Escutei a frase “She is treading water” em um episódio de uma série. Como não parecia se encaixar muito bem no contexto, fiquei na dúvida sobre o que o personagem queria realmente dizer.

Um dos primeiros resultados do Google foi o Collins. Não costuma ser a minha primeira opção na busca por expressões idiomáticas, mas foi o bastante para esclarecer.

A primeira explicação é quase uma tradução literal, “andar na água”, ou seja, ficar flutuando na água na posição vertical mexendo os pés, como se estivesse literalmente andando dentro na água.

A segunda explicação, que copio aqui embaixo, era o que eu estava procurando.

If you say that someone is treading water, you mean that they are in an unsatisfactory situation where they are not progressing, but are just continuing doing the same things.

Uma das coisas que aprendi nas oficinas da Isa Mara Lando é que sempre devemos prestar atenção à metáfora. As expressões idiomáticas não surgem do nada, elas sempre tem imagem por trás e é nessa imagem que devemos nos concentrar quando traduzimos.

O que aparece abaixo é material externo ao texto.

PR #35681, opened 2019-11-19
net/http: add additional doc regarding http request context cancel behaviour

novalagung:
for incoming request which have nil body, the request context will be cancelled when client's connection closes.

However for incoming request which have non-nil body, the request context will **never** be cancelled unless the application starts reading the body.

I think it would be good if we can have this non-nil request context cancel behaviour documented.

Related discussion on StackOverflow https://stackoverflow.com/a/57247158/1467988


novalagung:
@googlebot I signed it!

PR #35736, opened 2019-11-21
net/url: update net/url split comment

### LINKED ISSUE #35735: net/url: comment of split function is wrong
```
// split slices s into two substrings separated by the first occurrence of
// sep. If cutc is true then sep is excluded from the second substring.
// If sep does not occur in s then s and the empty string is returned.
func split(s string, sep byte, cutc bool) (string, string) {
	i := strings.IndexByte(s, sep)
	if i < 0 {
		return s, ""
	}
	if cutc {
		return s[:i], s[i+1:]
	}
	return s[:i], s[i:]
}
```

### What did you see instead?
```
// split slices s into two substrings separated by the first occurrence of
// sep. If cutc is true then sep is included with the second substring.
// If sep does not occur in s then s and the empty string is returned.
func split(s string, sep byte, cutc bool) (string, string) {
	i := strings.IndexByte(s, sep)
	if i < 0 {
		return s, ""
	}
	if cutc {
		return s[:i], s[i+1:]
	}
	return s[:i], s[i:]
}
```
https://github.com/golang/go/blob/39a9cb4b5dbf1e518b0c66fa3a7b4175f90226fc/src/net/url/url.go#L454-L466

jinmiaoluo:
Fixes #35735

### DIFF
--- a/src/net/url/url.go
+++ b/src/net/url/url.go
@@ -452,7 +452,7 @@ func getscheme(rawurl string) (scheme, path string, err error) {
 }
 
 // split slices s into two substrings separated by the first occurrence of
-// sep. If cutc is true then sep is included with the second substring.
+// sep. If cutc is true then sep is excluded from the second substring.
 // If sep does not occur in s then s and the empty string is returned.
 func split(s string, sep byte, cutc bool) (string, string) {
 	i := strings.IndexByte(s, sep)


jinmiaoluo:
@googlebot I signed it!

jinmiaoluo:
@googlebot I fixed it.

PR #35805, opened 2019-11-24
syscall/js: make wasm_exec.js compatible with Webpack

Lesmiscore:
In Webpack, require("fs") will always be empty. This behavior throws an error: "fs.writeSync is not function". It happens when you did "fmt.Println".
This PR avoids such problem and use polyfill in wasm_exec.js on Webpack.


nao20010128nao:
@googlebot done

PR #36065, opened 2019-12-10
`runtime:Modify runtime.Stack issu`

thotf:
sorry，My English is very poor.But I have to try to be clear again.
Examples：
	buf:=make([]byte,200,1200)
	runtime.Stack(buf,false)
Question one：
The call stack trace is formatted and written to buf。
Suppose the stack trace data is 500
Then only 200 of the data can be saved in buf。But cap (buf) = 1200

Question two：
If stack trace data is 100，
Then output to the terminal，As shown：
`E_4ABKGHOZ)%4H%2`RSMOR
The other 100 extra squares, all replaced by spaces。
This is because we are not sure about the size of the stack trace data.
so
	buf:=make([]byte,0,1200)
Let him automatically adjust the buffer space he needs.
If it's what you used to do,
if len(buf)=0, Then no data will be written to buf.

### DIFF
--- a/src/runtime/mprof.go
+++ b/src/runtime/mprof.go
@@ -783,7 +783,7 @@ func Stack(buf []byte, all bool) int {
 	}
 
 	n := 0
-	if len(buf) > 0 {
+	if cap(buf) > 0 {
 		gp := getg()
 		sp := getcallersp()
 		pc := getcallerpc()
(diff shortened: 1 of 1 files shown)


ThotfLi:
@googlebot I signed it!

ThotfLi:
Please read it again. if you can't understand it, I will ask an English expert to translate it.

agnivade:
Hi @ThotfLi, like Ian said, we can't do such a change.

Unlike other projects, we do not use the issue tracker for questions such as these. It is only used for bugs and feature proposals. I will close this, but please feel free to ask it in any of these forums below:

* [Stack Overflow](https://stackoverflow.com/questions/tagged/go) with questions tagged "go"

* [The Go Forum](https://forum.golangbridge.org/), a web-based forum

* [Gophers Slack](https://gophers.slack.com), use the [invite app](https://invite.slack.golangbridge.org/) for access. The `#general` channel is a good starting point.

* [Go Community on Hashnode](https://hashnode.com/n/go) with questions and posts tagged with "go"

* [The golang-nuts mailing list](https://groups.google.com/d/forum/golang-nuts)

* **IRC** channel #go-nuts on Freenode

Thanks

PR #36066, opened 2019-12-10
cmd/go: add -Wl,-E to linker flag whitelist (shortcut of --export-dynamic)

SilverRainZ:
According to https://linux.die.net/man/1/ld, `-E` is a shortcut of
`--export-dynamic`, it will be better to be added in to whitelist for the
later one has been added in https://golang.org/cl/134016.


SilverRainZ:
/comments I just update the pull request description, hope it can be sync to commit messsage by @gopherbot.

PR #36092, opened 2019-12-11
testing: print extra precision in the benchmark output

voronaam:
Makes benchmarks output extra precision of recorded performance
numbers, if the -v flag is used.

This change is backwards compatible and conforms to the 
specification in [1], which requires that the value be
parseable by strconv.ParseFloat.

[1]: https://go.googlesource.com/proposal/+/master/design/14313-benchmark-format.md

Fixes #34626

### DIFF
--- a/src/testing/benchmark.go
+++ b/src/testing/benchmark.go
@@ -320,7 +320,7 @@ func (b *B) launch() {
 			b.runN(int(n))
 		}
 	}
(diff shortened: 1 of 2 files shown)


voronaam:
Note that this PR uses an already existing `Chatty` flag to ask for higher precision.

Alternatively I can add a new flag to `initBenchmarkFlags` to do just that. Please let me know if this is desirable.

voronaam:
Thank you. I have updated the commit message.

PR #36152, opened 2019-12-15
net/http: Add Equal for HardwareAddr

dedalqq:
I just thought this method would be very useful.

At least I really need it. =)


dedalqq:
@googlebot I signed it!

PR #36198, opened 2019-12-18
path/filepath: fix readDirNames to not unconditionally read a directory

### LINKED ISSUE #36197: filepath: filepath.Walk readDirName will cause large memory leak
[https://github.com/golang/go/blob/master/src/path/filepath/path.go#L363](https://github.com/golang/go/blob/master/src/path/filepath/path.go#L363)

```
  // walk recursively descends path, calling walkFn.
  func walk(path string, info os.FileInfo, walkFn WalkFunc) error {
	if !info.IsDir() {
		return walkFn(path, info, nil)
	}
	names, err := readDirNames(path)
	err1 := walkFn(path, info, err)
	// If err != nil, walk can't walk into this directory.
	// err1 != nil means walkFn want walk to skip this directory or stop walking.
	// Therefore, if one of err and err1 isn't nil, walk will return.
	if err != nil || err1 != nil {
		// The caller's behavior is controlled by the return value, which is decided
		// by walkFn. walkFn may ignore err and return nil.
		// If walkFn returns SkipDir, it will be handled by the caller.
		// So walk should return whatever walkFn returns.
		return err1
	}
```

`
	names, err := readDirNames(path)
`
the readDirNames will lead large memory if directory has large number of files

which conflict skipDir purpose.

wcc526:
readDirNames was always called first to read a directory. And then depending on the value of skipDir,
we would stop walking further down. This defeated the purpose of skipDir and can possibly hold on to
a large amount of memory if the directory has a large number of files.

Fixes #36197

### DIFF
--- a/src/path/filepath/path.go
+++ b/src/path/filepath/path.go
@@ -360,17 +360,20 @@ func walk(path string, info os.FileInfo, walkFn WalkFunc) error {
 		return walkFn(path, info, nil)
 	}
 
-	names, err := readDirNames(path)
-	err1 := walkFn(path, info, err)
+	err1 := walkFn(path, info, nil)
 	// If err != nil, walk can't walk into this directory.
 	// err1 != nil means walkFn want walk to skip this directory or stop walking.
 	// Therefore, if one of err and err1 isn't nil, walk will return.
-	if err != nil || err1 != nil {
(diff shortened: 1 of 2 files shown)


wcc526:
I signed it!

PR #43366, opened 2020-12-24
Add 'any' type as shorthand to interface{} for better code readability

Thor-x86:
It would be better if we allow programmers to use "any" instead of "interface{}" because it's quicker to type and has better common sense. For your information, this changes inspired from TypeScript which has "any" type, similar with golang's "interface{}".

### DIFF
--- a/src/builtin/builtin.go
+++ b/src/builtin/builtin.go
@@ -10,6 +10,9 @@
 */
 package builtin
 
+// any is an universal type, shorthand of interface{}
+type any interface{}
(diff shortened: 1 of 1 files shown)


Thor-x86:
@googlebot I signed it!

mdlayher:
The built-in package only exists for documentation and this is not the way to start a discussion about such a thing. The proposal process should be followed, and I suspect this has come up before. I'm going to close this.

PR #43412, opened 2020-12-29
Package hash 汉化完成

guodawn:


agnivade:
This PR just changes comments to Chinese. It is unlikely we will accept PRs like these. However, if you have a proposal to discuss, feel free to create an issue first.

PR #43448, opened 2020-12-31
net/http: fix 302 empty location header error

st3rv04ka:
We need to add a Location check for other redirection codes, otherwise in some cases it causes a fatal error.

Example:
```
package main

import (
	"fmt"
	"io/ioutil"
	"net/http"
)

func main() {
	/**
	index.php
		<?php
		http_response_code(302);
		?>
		<!DOCTYPE html>
		<html>
			<body>
				body
			</body>
		</html>
	**/
	resp, _ := http.Get("http://example.com")
	defer resp.Body.Close()
	body, _ := ioutil.ReadAll(resp.Body)
	fmt.Println(string(body))
}
```

And error:
```
[signal SIGSEGV: segmentation violation code=0x1 addr=0x40 pc=0x564a6681987e]

goroutine 1 [running]:
main.main
        /home/test2.go:23
exit status 2
```

### DIFF
--- a/src/net/http/client.go
+++ b/src/net/http/client.go
@@ -500,7 +500,13 @@ func redirectBehavior(reqMethod string, resp *Response, ireq *Request) (redirect
 		redirectMethod = reqMethod
 		shouldRedirect = true
 		includeBody = false
-
+		if resp.Header.Get("Location") == "" {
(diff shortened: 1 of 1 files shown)


bimkos:
@googlebot I signed it!

PR #43491, opened 2021-01-04
strings: add StripSlashes function for strings pkg

LockGit:
Add a StripSlashes function , Un-quotes a quoted string.

Description：
Returns a string with backslashes stripped off. (\' becomes ' and so on.)
Double backslashes (\\) are made into a single backslash (\).


LockGit:
error

PR #43533, opened 2021-01-06
syscall/plan9: remove spooky fd action at a distance

### LINKED ISSUE #43524: os/exec: program hangs if it reads from pipe on Plan 9 (9front)

<pre>
$ go version
go version devel +9eef49cfa6eb016e3b20df189e540c6c5a71f365 2021-01-04 17:59:30 +0000 +0000 plan9/amd64
</pre>

Yes

amd64/plan9 (only 9front)

### What did you do?

Run this program:
```Go
package main

import (
	"bytes"
	"os"
	"os/exec"
)

func main() {
	var buf bytes.Buffer
	buf.WriteString("hello world\n")

	cmd := exec.Command("/bin/cat")
	cmd.Stdin = &buf
	cmd.Stdout = os.Stdout
	cmd.Stderr = os.Stderr
	if err := cmd.Run(); err != nil {
		panic(err)
	}
}
```

No hang

### What did you see instead?

Program hangs trying to read from stdin, and also the parent process hangs trying to read error string from the child. Speaking to 9front devs, this seems to be due to a [recent change](https://code.9front.org/hg/plan9front/rev/e498040721f9) in how OCEXEC flag works. The OCEXEC flag semantics have been changed to refer to the file descriptor instead of the channel.

Note: you can only reproduce this when stdin is a pipe. It doesn't hang if the stdin is a disk file. So, there are two pipes involved here. One is [created](https://github.com/golang/go/blob/9eef49cfa6eb016e3b20df189e540c6c5a71f365/src/os/exec/exec.go#L258) by `os/exec` to write to program stdin, and the other pipe is used by the `syscall` package to [read error string](https://github.com/golang/go/blob/9eef49cfa6eb016e3b20df189e540c6c5a71f365/src/syscall/exec_plan9.go#L435) from the child. The write end of the pipe created by syscall is [marked closed-on-exec](https://github.com/golang/go/blob/9eef49cfa6eb016e3b20df189e540c6c5a71f365/src/syscall/exec_plan9.go#L323). Since the close-on-exec is no longer set correctly on 9front, we hang trying to read the error string from the child. Write to stdin pipe also likely hangs due to this.

It's possible to add a workaround which works on both 9front and 9legacy.

@gopherbot Add labels OS-Plan9, NeedsFix

oridb:
Change Plan 9 fork/exec to use the O_CLOEXEC file
descriptor, instead of relying on spooky at a
distance.

Historically, Plan 9 has set the O_CLOEXEC flag on
the underlying channels in the kernel, rather
than the file descriptors -- if two fds pointed
at a single channel, as with dup, changing the
flags on one of them would be observable on the
other.

The per-Chan semantics are ok, if unexpected,
when a chan is only handled within a single
process, but this isn't always the case.

Forked processes share Chans, but even more of
a problem is the interaction between /srv and
OCEXEC, which can lead to unexectedly closed
file descriptors in completely unrelated
proceses. For example:

	func exists() bool {
		// If some other thread execs here,
		// we don't want to leak the fd, so
		// open it O_CLOEXEC
		fd := Open("/srv/foo", O_CLOEXEC)
		if fd != -1 {
			Close(fd)
			return true
		}
		return false
	}

would close the connection to any file descriptor
(maybe even for the root fs) in ALL other processes
that have it open if an exec were to happen(!),
which is quite undesriable.

As a result, 9front will be changing this behavior
for the next release.

Go is the only code observed so far that relies on
this behavior on purpose, and  It's easy to make the
code work with both semantics: simply using the file
descriptor that was opened with O_CEXEC instead of
throwing it away.

So we do that here.

Fixes #43524

### DIFF
--- a/src/syscall/exec_plan9.go
+++ b/src/syscall/exec_plan9.go
@@ -320,14 +320,15 @@ func cexecPipe(p []int) error {
 		return e
 	}
 
-	fd, e := Open("#d/"+itoa(p[1]), O_CLOEXEC)
+	fd, e := Open("#d/"+itoa(p[1]), O_RDWR|O_CLOEXEC)
 	if e != nil {
 		Close(p[0])
 		Close(p[1])
 		return e
 	}
 
-	Close(fd)
+	Close(p[1])
+	p[1] = fd
 	return nil
 }
 


oridb:
@googlebot I signed it!

PR #43550, opened 2021-01-06
math/bits: Left and right bit shifter for byte slices

pschou:
While working with hashing tools, I found there is a lack of good shifting tools to operate on arbitrary byte slices.  This allows for any slice to be shifted 0 to N number of bits without copying the whole array.

For #43552


mvdan:
https://github.com/golang/go/issues/43552 was declined; closing.

PR #43561, opened 2021-01-06
net/http: fix typo in comment

toasa:
Enclose the example words (`gzip` and `deflate`) in double quotes to represent a Go string type.

### DIFF
--- a/src/net/http/request.go
+++ b/src/net/http/request.go
@@ -145,7 +145,7 @@ type Request struct {
 	// then
 	//
 	//	Header = map[string][]string{
-	//		"Accept-Encoding": {"gzip, deflate"},
+	//		"Accept-Encoding": {"gzip", "deflate"},
 	//		"Accept-Language": {"en-us"},
 	//		"Foo": {"Bar", "two"},
 	//	}


andrius4669:
Is that actually a typo? Old will produce one header with comma, new will produce two headers.

Toasa:
> Is that actually a typo? 

I'm wrong and you are correct.

To confirm my misunderstand, I wrote following test code which parses a test HTTP header ([playground](https://play.golang.org/p/SqOoNd01hI-)):

```go
func main() {
	headerStr := "accept-encoding: gzip, deflate\r\n"

	reader := bufio.NewReader(strings.NewReader(headerStr + "\r\n"))
	tp := textproto.NewReader(reader)

	mimeHeader, err := tp.ReadMIMEHeader()
	if err != nil {
		panic(err)
	}

	httpHeader := http.Header(mimeHeader)
	
	for key, val := range httpHeader {
		fmt.Println("key:", key)                   // => key: Accept-Encoding
		fmt.Println("val:", val, "len:", len(val)) // => val: [gzip, deflate] len: 1
	}                                                                             ~~~~~~
}
```

PR #43618, opened 2021-01-10
cmd/compile/internal/gc: prealloc map space

cuiweixie:


cuiweixie:
why it can be imported to gerrit?

PR #43713, opened 2021-01-15
src/strings: strings.go -Enhance ContainsIn,EqualsIn to support optional strlist

ralic:
Enhance strings library to support contains of optional string list 

 ex. 
Original syntax :
strings.ContainsIn("abcdef","aa") ||
return strings.ContainsIn("abcdef","bb") ||
strings.ContainsIn("abcdef","cc") ||
strings.ContainsIn("abcdef","d")  => true

New Syntax :
strings.ContainsIn("abcdef", "aa","bb","cc","d")  => true
strings.ContainsIn("abcdef", "aa","bb","cc","dd")  => false

### DIFF
--- a/src/strings/strings.go
+++ b/src/strings/strings.go
@@ -65,6 +65,16 @@ func ContainsIn(str string, strlist ...string) bool {
 	}
 	return false
 }
+// Similary to ContainsIn, exactly equalto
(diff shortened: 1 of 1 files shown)


mvdan:
The CL was abandoned.

PR #43742, opened 2021-01-16
crypto/ed25519: This change modifies Go to clarify docs for PrivateKey.Sign()

billallen256:
Updated the docs for PrivateKey.Sign() to clarify that the rand parameter is unused. No functional change.


zamicol:
Why not just "The rand parameter is ignored."?

billallen256:
I thought it would be helpful to provide a quick, reasonable default.  I also didn't want the reader to have to dig into the underlying type of `crypto.SignerOpts` to see if `nil` would be acceptable.

PR #43799, opened 2021-01-20
io/ioutil: flag package and functions with the Deprecated marker

dlsniper:
All implementations are now part of io or os packages, per #42026.
Flag all implementations in ioutil, and the package itself, with
the Deprecated marker so that tooling can pick it up and interpret
it accordingly.

Updates #42026


jeffwidman:
@dlsniper do you want to rebase and fix merge conflicts per discussion over in https://github.com/golang/go/issues/51927#issuecomment-1078190876?

PR #583, opened 2014-08-12
Missing message when request new password 

griotteau:
- Success message not displayed when new password email is sent
- error message not displayed when store email is unknown


bibich:
It was been fixed in #730.
Thanks.

PR #685, opened 2014-09-05
Modules routes priorities

bilhackmac:
Allow modules to overwrite routes according to their positions. Greater the module position, greater route will be matched first

### DIFF
--- a/core/lib/Thelia/Model/ModuleQuery.php
+++ b/core/lib/Thelia/Model/ModuleQuery.php
@@ -12,8 +12,6 @@ use Thelia\Module\BaseModule;
  * You should add additional methods to this class to meet the
  * application requirements.  This class will only be generated as
  * long as it does not already exist in the output directory.
- *
- *
  */
 class ModuleQuery extends BaseModuleQuery
 {


lopes-vincent:
I agree with @bilhackmac.
I have the same issue (ok it's the same project).
I think this PR is good because :

1) What your are saying is if I want create a module who override routing and form of another module for example, I have to declare my router and define his priority. The method for do that is not in the doc and I have to know it's possible.

2) You said the position of module is just for payment position. Sorry but no, on another project I sort the module by priority because I have to override some form but by chance no route.
And it's logic that the routing priority have to be the same by default than the other things without declare router and change his priority.

lovenunu:
You fall back in the FIFO / LIFO problematics
I love stacks. LIFO FTW.

lunika:
@bilhackmac paid you for posting this message. I know it.

bilhackmac:
@lopes-vincent : It's not for the same project
@lunika : not at all ! I even explained undocumented router configuration but it's not as usable as you think :kissing_heart:

lopes-vincent:
@bilhackmac the same client then?
@lunika I'm not for sale! ;)
I got stuck today because I have to do a route in module that override another route from another module (more generic) at the beginning I wonder why my new route doesn't override the old one.
And after I realized this is because my modules was under the old modules so I decide to put him over it and my new route work but my listener who have also to override the generic module doesn't override it anymore.
So I think this is a real problem and this PR solve it.

lunika:
The documentation is now up-to-date http://doc.thelia.net/en/documentation/modules/routing.html

lovenunu:
So we can close the closed PR. Thank you !

bilhackmac:
You can now use [this module](https://github.com/bilhackmac/RoutesMatchInverter) to get the same behavior as this PR.

PR #1026, opened 2014-12-31
Fix the module skeleton location when creating module

bcabarrou:
When using the fancy new way of installing Thelia with componants managed by Composer, the module:create command breaks.
This is because the command assume that the Thelia core will always be in THELIA_ROOT, which is not always true anymore.

This change instead builds the skeleton directory path from the command file directory.


lunika:
Thanks.

Best coin

PR #1065, opened 2015-01-20
Added missing form field type

bibich:


core/lib/Thelia/Controller/Admin/AdminLogsController.php
```diff
@@ -41,11 +43,12 @@ public function loadLoggerAjaxAction()
         ) as $entry) {
             $entries[] = array(
                 "head" => sprintf(
-                    "[%s][%s][%s:%s]",
+                    "[%s][%s][%s:%s%s]",
```
lunika: why there is no white space before the new parameter ? Do you really want to keep it like this ?

Thanks

lunika:
Your will be merged in the version 2.2.0-alpha1 so you have to change the sql update file. Moreover don't forget to update the mysql workbench schema

core/lib/Thelia/Controller/Admin/AdminLogsController.php
bibich: Because it can be empty. So the colon is added in the argument when it 's not empty.

PR #1072, opened 2015-01-21
Add the customers/checkLogin API endpoint

bcabarrou:
This endpoint allows to check if an email and password are valid login credentials for a customer, and retrieve this customer if they are.

Some thoughs and questions on HTTP return codes:
- a success (customer exists) is a 200
- a malformed query will be a 500 for consistancy with the other API methods, but maybe it should be a 400 (Bad Request)
- an email not in use will be a 404
- an incorrect password will also be a 404 since we check if (email, password) map to a customer. Or should it be 403 ?

The method also call the getAction method to get the customer if it exists, is it OK ?

A PR to update documentation will follow.


bcabarrou:
Documentation PR at https://github.com/thelia/thelia.github.io/pull/113

lovenunu:
Unit tests :joy: Thanks !

lunika:
Thank you !

PR #1075, opened 2015-01-21
Add render function for smarty

lovenunu:
This implements a ```render``` function for Smarty.
It works like symfony twig extension.

How to use it ?
---

the render function takes a mandatory argument ```action```, that is the method of the action. It supports ```a:b:c``` notation. 
Example:
```smarty
{render action="Module:Foo:bar"}
```
Will executes ```Module\Controller\FooController::barAction``` and print the result.

__You can specify the request method__:
```smarty
{render action="Module:Foo:bar" method="PUT"}
```

__You can specify the query parameters__:
```smarty
{render action="Module:Foo:bar" query="foo=bar&baz=thelia"}
{render action="Module:Foo:bar" query=$anArray}
```

__Same for request__ _(if the method isn't specified, it will automaticly set it to POST)_:
```smarty
{render action="Module:Foo:bar" request="foo=bar&baz=thelia"}
{render action="Module:Foo:bar" request=$anArray}
```

All the other parameters will be used as the method parameters.
You can execute the following controller:
```php
<?php

namespace Module\Controller\FooController;

use Thelia\Controller\Front\BaseFrontController;
use Thelia\Core\HttpFoundation\Response;

class TestController extends BaseFrontController
{
    public function barAction($paramA, $paramB)
    {
        return new Response($paramA . $paramB);
    }
}
```

with then method:
```smarty
{render action="Module:Foo:bar" paramA="foo" paramB="bar"}
```

### DIFF
--- a/CHANGELOG.md
+++ b/CHANGELOG.md
@@ -4,6 +4,7 @@
 - Add the 'images-folder' tag into module.xml file to deploy the modules images
 - Add the 'module:list' command, that shows the modules state 
 - Update Admin Logs to add the resource ID when available.
+- Add render smarty function, that executes the controller given in the action parameter.
 
 # 2.1.2
 
--- a/local/modules/TheliaSmarty/Config/config.xml
+++ b/local/modules/TheliaSmarty/Config/config.xml
@@ -66,6 +66,13 @@
             <tag name="thelia.parser.register_plugin"/>
         </service>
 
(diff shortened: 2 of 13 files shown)


lunika:
can you rebase your branch please ?

Thanks

lovenunu:
Done !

No caso de treading water, temos duas imagens. Imaginem uma pessoa em pé dentro d’água. Apesar de movimentar os pés como se estivesse andando, é muito difícil sair do lugar. Então porque ela mexe os pés dentro d’água? Para não afundar! Se você já entrou no mar ou na parte funda da piscina, onde não dá pé, pode entender perfeitamente a sensação. Se tentarmos ficar parados em pé dentro d’água, afundamos.

Nem sempre temos expressões idiomáticas em português que correspondam às expressões em inglês, mas nesse caso temos mais de uma para escolher. Se o contexto for “não sair do lugar, não progredir”, podemos usar:

marcar passo – segundo o Dicio, o sentido é exatamente esse, mas a origem é militar – “Manter o ritmo com os pés sem sair do lugar, batendo-os alternadamente no mesmo local…”

ficar patinando sem sair do lugar – não encontrei nenhuma referência, mas é uma expressão mais informal que também costuma ser usada para descrever uma situação onde a pessoa não consegue progredir.

ficar na mesma – essa é mais uma expressão com o mesmo sentido, ficar na mesma situação, não progredir.

Nenhuma delas tem a ver com água, mas com a metáfora por trás da expressão, estar empacado no mesmo lugar, sem conseguir progredir.

Outra expressão em português relacionada à segunda metáfora, não afundar, é “manter-se à tona“. Em inglês, existe outra expressão para isso, “stay afloat“, bastante usada no contexo de negócios, tanto em português quanto em inglês. Se os negócios não vão bem, o dono tenta de tudo para se manter à tona, não deixar a empresa afundar. Por isso, encontrar a expressão treading water nesse contexto é mais raro, mas pode se encaixar.

Agora, treading water também é muito usada no sentido literal, se o contexto for aquático. Nesse caso, dizemos “bater o pé dentro d’água”, que é diferente de “bater perna” na beira da piscina.

Obs.: Pesquisando imagens para este artigo encontrei várias de exercícios militares dos Estados Unidos, com soldados completamente vestidos e equipados, literalmente andando dentro d’água. Se já não é fácil andar na água só de biquini, imagina como deve ser difícil carregando armas e equipamentos.